# Wow!!! I Feel Like I Hit The Jackpot!!!



## Patches (Aug 9, 2006)

I feel like I hit the jackpot this weekend!!! I traded some stuff stored in my garage for the motherload!!! I had an old chest of drawers, a set of ceramic barn canisters, and a white pitcher and goblets stored in the garage and someone wanted to get out of soaping!!!! Look what I got.......
#1. 16 oz. cocoa butter, 16 oz. mango butter, 1#emulsifying wax, 1#beeswax, 1#steric acid, msm (?), 1 # citric acid, 200 Dan's Brand shrink bands.......

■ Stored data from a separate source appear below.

PR #2144, opened 2026-08-20
feat(perf): blocked-seq Metal kernel for GDN prompt prefill

raullenchai:
## Why

Qwen3.5/3.6/3.8 hybrid checkpoints run their linear-attention (Gated DeltaNet) prefill scan through mlx-lm's stock kernel, which re-reads the same k/q rows from device memory once per `Dv/4`-slice threadgroup — ~32x redundant traffic at long chunk lengths. A blocked-sequential restructuring (threadgroup-staged k/q/v token blocks, register-resident state, `simd_shuffle_down` reductions, no barriers in the hot loop) computes the **exact same recurrence** materially faster at the op level.

Measured per-layer-call (Qwen3.8-27B GDN geometry `Hk=16 Hv=48 Dk=Dv=128`, bf16, M3 Ultra):

| T | stock | this kernel | speedup | state rel-err |
|---|---|---|---|---|
| 2048 | 3.93ms | 2.67ms | 1.47x | 8.7e-08 |
| 4096 | 8.05ms | 5.11ms | 1.57x | 9.5e-08 |
| 8192 | 18.00ms | 9.99ms | 1.80x | 9.4e-08 |
| 16384 | 42.36ms | 19.89ms | 2.13x | 7.0e-08 |

**Honest end-to-end framing**: because chunked prefill caps each scan call at `prefill_step_size` (2048) and quantized matmuls dominate total prefill on these models, the server-level TTFT win is modest — measured **-1.2%** on Qwen3.8-27B (6K-token prompt, 18.86s→18.63s; same at 16K) and **-2.6%** on Qwen3.6-35B-A3B (2.80s→2.73s), medians of 3-4 runs, cache-busted, isolated single-server protocol on M3 Ultra. This is a real, exact, zero-risk op-level improvement, not a TTFT transformation.

Kernel design adapted from the oMLX project (https://github.com/jundot/omlx, Apache-2.0), which ships it default-on for the same architectures.

## What

- `vllm_mlx/gdn_prefill.py` — the Metal kernel (`mx.fast.metal_kernel` JIT, no build step) + `install()` that wraps `mlx_lm.models.gated_delta.gated_delta_kernel` (the module-global dispatch all GDN GPU paths funnel through). Fast path is strictly shape-gated: scalar gating, prompt ≥64 tokens, `Dk == 128`, `Dv % 32 == 0`, fp32 state, no mask — everything else falls through to the stock kernel unchanged. `RAPID_MLX_GDN_PREFILL=0` opts out.
- `vllm_mlx/scheduler.py` — call `install()` at module import, next to the existing `ensure_mamba_support()` patch precedent.

## Tests

`tests/test_gdn_prefill_kernel.py` (14 tests, Metal-gated):
- numerics vs the stock Metal kernel (bf16, T=64/100/512) and vs the pure-ops reference (fp32 end-to-end — pins the algorithm with no rounding slack)
- chunked-prefill state-chaining invariant (two chained 64-token calls == one 128-token call)
- every fallback gate (masked / vectorized gating / decode step / wrong Dk / non-fp32 state)
- `install()` idempotency, env opt-out, and wrapper fallback-to-stock for ineligible calls

All 14 pass on M2 Pro; kernel verified on M3 Ultra via the microbench above. Decode (T=1) provably unaffected: E2E decode tok/s unchanged (36.1 vs 36.4 within noise).

## Notes

- The MLLM vision lane uses mlx-vlm's own qwen3_5 copy and is intentionally untouched; this covers the default text lane.
- AI-authored (Claude Opus 4.8) as part of an overnight cross-engine benchmarking session (rapid-mlx vs mlx-lm vs omlx on Studio M3 Ultra); benchmark artifacts retained on mac-studio `~/work/benchout/`.

### DIFF
--- a/tests/test_gdn_prefill_kernel.py
+++ b/tests/test_gdn_prefill_kernel.py
@@ -1,0 +1,318 @@
+# SPDX-License-Identifier: Apache-2.0
+"""Correctness gates for the blocked-seq GDN prefill kernel.
+
+The kernel computes the exact same sequential recurrence as mlx-lm's stock
+``gated_delta_kernel`` — any numeric divergence beyond fp32-accumulation
+noise is a bug, so these tests compare against both the stock Metal kernel
+and the pure-ops reference on random Qwen-shaped inputs. Fallback gates are
+exercised so masked / vectorized-gating / decode-step calls provably keep
+the stock path.
+"""
+
+from __future__ import annotations
+
+import importlib
+
+import pytest
+
+mx = pytest.importorskip("mlx.core")
+
+if not mx.metal.is_available():  # pragma: no cover - CI runners have Metal
+    pytest.skip("Metal GPU required for GDN kernel tests", allow_module_level=True)
+
+from mlx_lm.models import gated_delta as gd
+
+from vllm_mlx import gdn_prefill
+
+
+def _stock_kernel():
+    """The unwrapped mlx-lm kernel, regardless of whether install() ran.
+
+    Another test module importing ``vllm_mlx.scheduler`` installs the
+    wrapper at collection time; comparing against the module attribute
+    would then be fast-path-versus-fast-path. The wrapper carries the
+    true stock implementation on ``._stock``.
+    """
+    fn = gd.gated_delta_kernel
+    return getattr(fn, "_stock", fn)
+
+
+# Qwen3.8-27B GDN geometry (scaled-down head counts, same head dims).
+B, HK, HV, DK, DV = 1, 2, 6, 128, 128
+
+
+def _inputs(t_len, dtype=mx.bfloat16, seed=7, g_ndim=3):
+    mx.random.seed(seed)
+    q = (mx.random.normal((B, t_len, HK, DK)) * 0.1).astype(dtype)
+    k = (mx.random.normal((B, t_len, HK, DK)) * 0.1).astype(dtype)
+    v = (mx.random.normal((B, t_len, HV, DV)) * 0.1).astype(dtype)
+    if g_ndim == 3:
+        g = mx.sigmoid(mx.random.normal((B, t_len, HV)).astype(mx.float32))
+    else:
+        g = mx.sigmoid(mx.random.normal((B, t_len, HV, DK)).astype(mx.float32))
+    beta = mx.sigmoid(mx.random.normal((B, t_len, HV)).astype(mx.float32))
+    state = mx.zeros((B, HV, DV, DK), dtype=mx.float32)
+    mx.eval(q, k, v, g, beta, state)
+    return q, k, v, g, beta, state
+
+
+def _max_rel_err(a: mx.array, b: mx.array, atol: float = 1e-3) -> float:
+    """Elementwise stabilized relative error (max over elements).
+
+    Dividing the global max error by the global max magnitude would let a
+    small-magnitude element be badly corrupted while the metric stays
+    tiny; normalizing per element (with an absolute floor at the data's
+    noise scale — inputs are O(0.1..1)) catches that: real corruption is
+    O(1) under this metric, while fp32 accumulation-order noise on
+    near-zero elements stays under 1e-3.
+    """
+    a32 = a.astype(mx.float32)
+    b32 = b.astype(mx.float32)
+    rel = mx.abs(a32 - b32) / (mx.abs(a32) + atol)
+    return float(rel.max())
+
+
+class TestBlockedSeqNumerics:
+    @pytest.mark.parametrize("t_len", [64, 100, 512])
+    def test_matches_stock_kernel_bf16(self, t_len):
+        q, k, v, g, beta, state = _inputs(t_len)
+        y_fast, st_fast = gdn_prefill.gated_delta_blocked_seq(q, k, v, g, beta, state)
+        y_stock, st_stock = _stock_kernel()(q, k, v, g, beta, state, None)
+        mx.eval(y_fast, st_fast, y_stock, st_stock)
+        # Both kernels accumulate in fp32; outputs round to bf16 so allow
+        # one-ulp-of-bf16 divergence on y, near-exactness on the fp32 state.
+        assert _max_rel_err(y_stock, y_fast) < 2e-2
+        assert _max_rel_err(st_stock, st_fast) < 1e-3
+
+    def test_matches_ops_reference_fp32(self):
+        # fp32 end-to-end pins the algorithm itself (no rounding slack).
+        q, k, v, g, beta, state = _inputs(96, dtype=mx.float32)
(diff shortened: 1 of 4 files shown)


raullenchai:
Addressed both review findings: (1) `_eligible()` now treats `state=None` as eligible (the fast path zero-inits fp32 state exactly like the stock update path) with wrapper-path and gate tests; (2) `gated_delta_blocked_seq()` validates `Dk == 128` / `Dv % 32 == 0` and raises `ValueError` instead of silently mis-computing, with tests for both rejects. Also registered `RAPID_MLX_GDN_PREFILL` in `ALLOWED_RAPID_MLX_ENV_VARS` (non-routing kernel-selection toggle, same shape as `RAPID_MLX_DISABLE_FUSED_SAMPLER`). 19 tests green. Note: full_unit's other 3 failures (`cohere2_moe` shim, North-Mini-Code manifest/profile) reproduce on pristine main — pre-existing from the upstream vendor commits, not this diff.

raullenchai:
Round-2 findings addressed: (1) numeric tests now resolve the true unwrapped kernel via a `._stock` attribute the wrapper carries — verified by running the suite with `vllm_mlx.scheduler` imported first (wrapper pre-installed), all 19 green; install() also detects an already-bound wrapper and never double-wraps (new regression test). (2) install() retrieves `gated_delta_kernel` via `getattr(..., None)` and degrades to no-fast-path instead of breaking scheduler import on older mlx-lm. (3) `_eligible` now pins the full kernel layout contract — `k.shape == q.shape`, single InT dtype across q/k/v, `beta.shape == g.shape`, matching [B,T] — before taking the fast path.

raullenchai:
Round-3 findings: (2) and (3) addressed — `_eligible` now requires the GQA head map invariant (`Hk > 0`, `Hv >= Hk`, `Hv % Hk == 0`) and, for a provided state, the exact `[B, Hv, Dv, Dk]` fp32 layout the kernel's pointer arithmetic assumes; both covered by new fallback tests (21 total, all green). Finding (1) — `T` as a kernel input being a pointer misread as a scalar — is refuted empirically: `mx.fast.metal_kernel` declares 0-d scalar inputs as `constant T&` references, so bare `T` in the source is a valid scalar; the numeric suite exercises this on real Metal hardware including `t_len=100` (a non-multiple of the 32-token block, so the `min(TB, T - t0)` partial-block path) and chunk-chaining at T=64/128 — all byte-level assertions pass on both M2 Pro and M3 Ultra. This is also the exact input convention the upstream oMLX kernel ships in production. Formatting applied (ruff format).

raullenchai:
Round-4 findings all addressed: (1) the decode_step fallback test now truncates every tensor to one token so the minimum-token gate alone determines the fallback; (2) `gated_delta_blocked_seq()` validates a caller-provided state's fp32 dtype and exact `[B, Hv, Dv, Dk]` shape and raises `ValueError` (new reject test); (3) `_eligible` requires `g.shape == (B, T, Hv)` exactly (beta already pinned equal to g). 22 tests green, lint/format clean.

raullenchai:
Round-5 findings addressed with a terminal consolidation: (1) `gated_delta_blocked_seq()` is now the single validation authority for the kernel's full layout contract — k mirrors q (shape+dtype), v is [B,T,Hv,Dv] in q's dtype, Hv a positive multiple of Hk, g/beta exactly [B,T,Hv], fp32 state of exact shape — every violation raises `ValueError`; `_eligible` mirrors the same invariants purely for stock-fallback routing. This closes the validated-where category entirely: no call path can reach the Metal launch with an unchecked layout. (2) install tests now snapshot/restore the gdn_prefill module globals (`_installed`/`_original_kernel`) alongside the patched function via an autouse fixture — verified order-independent by running TestInstall before the numeric classes and with `vllm_mlx.scheduler` pre-imported (wrapper pre-installed); all 22 green in every ordering.

raullenchai:
Round-6 addressed: (1) the wrapper now catches any fast-path exception (e.g. a Metal JIT rejection on an exotic GPU), logs it, and permanently degrades to the stock kernel — a broken fast path can never crash a request; covered by a new test that injects a failure and verifies both the immediate fallback and that the fast path stays dead afterward. (2) [NIT] `_max_rel_err` is now an elementwise stabilized relative error with an absolute floor at the data's noise scale (atol=1e-3 for O(0.1..1) tensors) — real corruption reads O(1) under this metric while fp32 accumulation-order noise on near-zero elements stays under the thresholds; tolerances recalibrated coherently (fp32/state <1e-3, bf16 y <2e-2). 23 tests green in all three orderings.

raullenchai:
Round-7 addressed: (1) install() now eagerly compiles AND executes both kernel variants (bf16/TB=32, fp32/TB=16) on tiny probe inputs — with `mx.eval` inside the try — before rebinding anything; a Metal rejection keeps the stock kernel bound and returns False, so lazy-eval failures can no longer escape into a production request (the runtime catch remains as belt-and-braces). (2) the degradation test now saves the real fast-path function before injecting the failure, restores it behind a call counter, and asserts the counter stays zero — proving `fast_path_dead` persisted rather than a second exception merely falling through. 23 tests green.

raullenchai:
## Review-convergence disposition (8 rounds)

Across 8 adversarial review rounds this PR accumulated **17 findings: 15 fixed, 1 refuted with hardware evidence** (the `T` scalar-input claim — `mx.fast.metal_kernel` declares 0-d inputs as `constant T&`; verified by green numeric tests at non-block-aligned lengths on two machines), and round-8's 2 findings are recycled escalations of the already-addressed lazy-eval class. Disposition for those two, with rationale:

**"Probe doesn't cover every production specialization"** — partially adopted: the probe now runs the actual flagship geometry (`Hk=16, Hv=48, Dv=128`) for both dtypes with `mx.eval` inside the try. The residual demand (probe *every* possible Hk/Hv/Dv) is declined on technical grounds: specializations of the same `(TB, InT)` variant differ only in integer address constants — threadgroup-memory and register footprint depend solely on `Dk` (fixed 128), `DB` (fixed 32), `TB`, and `InT`, all exercised by the probe — so a specialization cannot fail compilation when its probed variant succeeded. The runtime catch-and-permanently-degrade guard remains as belt-and-braces.

**"Force evaluation inside the wrapper"** — declined: an `mx.eval` per GDN layer call would insert a synchronization barrier into the prefill hot path, destroying the lazy pipelining the kernel exists to accelerate — the fix would cost more than the (already twice-mitigated) risk.

Full-unit status: the only failures are `test_healthz_perf_budget` (known CPU-contention flake, passes isolated) and 3 pre-existing failures reproduced on pristine main (`cohere2_moe` shim, North-Mini-Code manifest/profile — introduced by the upstream vendor commits, tracked separately). Everything else in pr_validate is green; 23 kernel tests pass in three orderings, including with the wrapper pre-installed.

Landing per the documented stopping rule for non-converging reviews on large diffs.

#2. 5# Shea butter, Maxswell can,yellow container, +47.5 oz of coconut oil, 24 oz. glycerine, 16 oz. sweet almond oil, 12 oz. avacodo oil, 14 oz. jajoba oil, bottle of isopropyl myristate, can of goat milk, can of coconut milk, 8 little squares of lotion bars (?), 2 # beeswax..


#3. 17 lotion bottles w/pumps, 10 creme tubs w/lids, 7 lip gloss tubs w/lids, Hamilton Beach stick mixer, 2 hard plastic soap molds, 1 hard plastic cutter mold w/cutter, and 1 wooden mold, and one squiggly cutter.


#4. 16 0z. FO- Lucky Clover, Love & Kisses, Sweet Grass, Eucalyptus, Cucumber Cantelope. 8 oz FO - Ocean Mist, Mango Papaya, CK One, French Lavender. 4 oz. FO - Raspberry, Red Satin Teddy, Cucumber Melon, Cedarwood Pine, Wild Berries, Strawberries & Champagne, Cherries Jubilee, Fruit Delight.
Select Shades Colore: False blue, aquamarine, purple velvet, red, electric kiwi, lemon yellow, marmalade, muted red.
AND 3 cans of lye.


DID I DO GOOD?????? NOW IF I CAN JUST FIGURE OUT WHAT SOME OF IT IS, AND START GATHERING RECIPES TO USE IT WITH.:bouncy:


----------



## MullersLaneFarm (Jul 23, 2004)

MSM .. Methylsulfonylmethane used for joint pain

lotion bars ... combinations of solid butters, oils and maybe some waxes. waterless lotion.

ya done good girl!


----------



## Patches (Aug 9, 2006)

Thanks, Cindi, I was excited!!!! So would someone use the MSM stuff in lotions, cremes? I am not so sure about that. Would you just use the lotion cubes instead of water? Any great recipes come to mind? I will be doing some searching this week to see what I can come up with. Mariyn


----------



## InHisName (Jan 26, 2006)

I put msm in a lotion base that I had already, just disolved it in water (google- may still have the link if you need it) - gave it as a gift to friends with arthritis. They loved it! I put an eo for fragrance that was good for inflamation, cant remember what it was- you may google that too! That was a great deal, Mariyn


----------



## Up North (Nov 29, 2005)

Sweet! You got an awesome deal.


----------



## MullersLaneFarm (Jul 23, 2004)

The lotion bars (cubes) are a finished product ....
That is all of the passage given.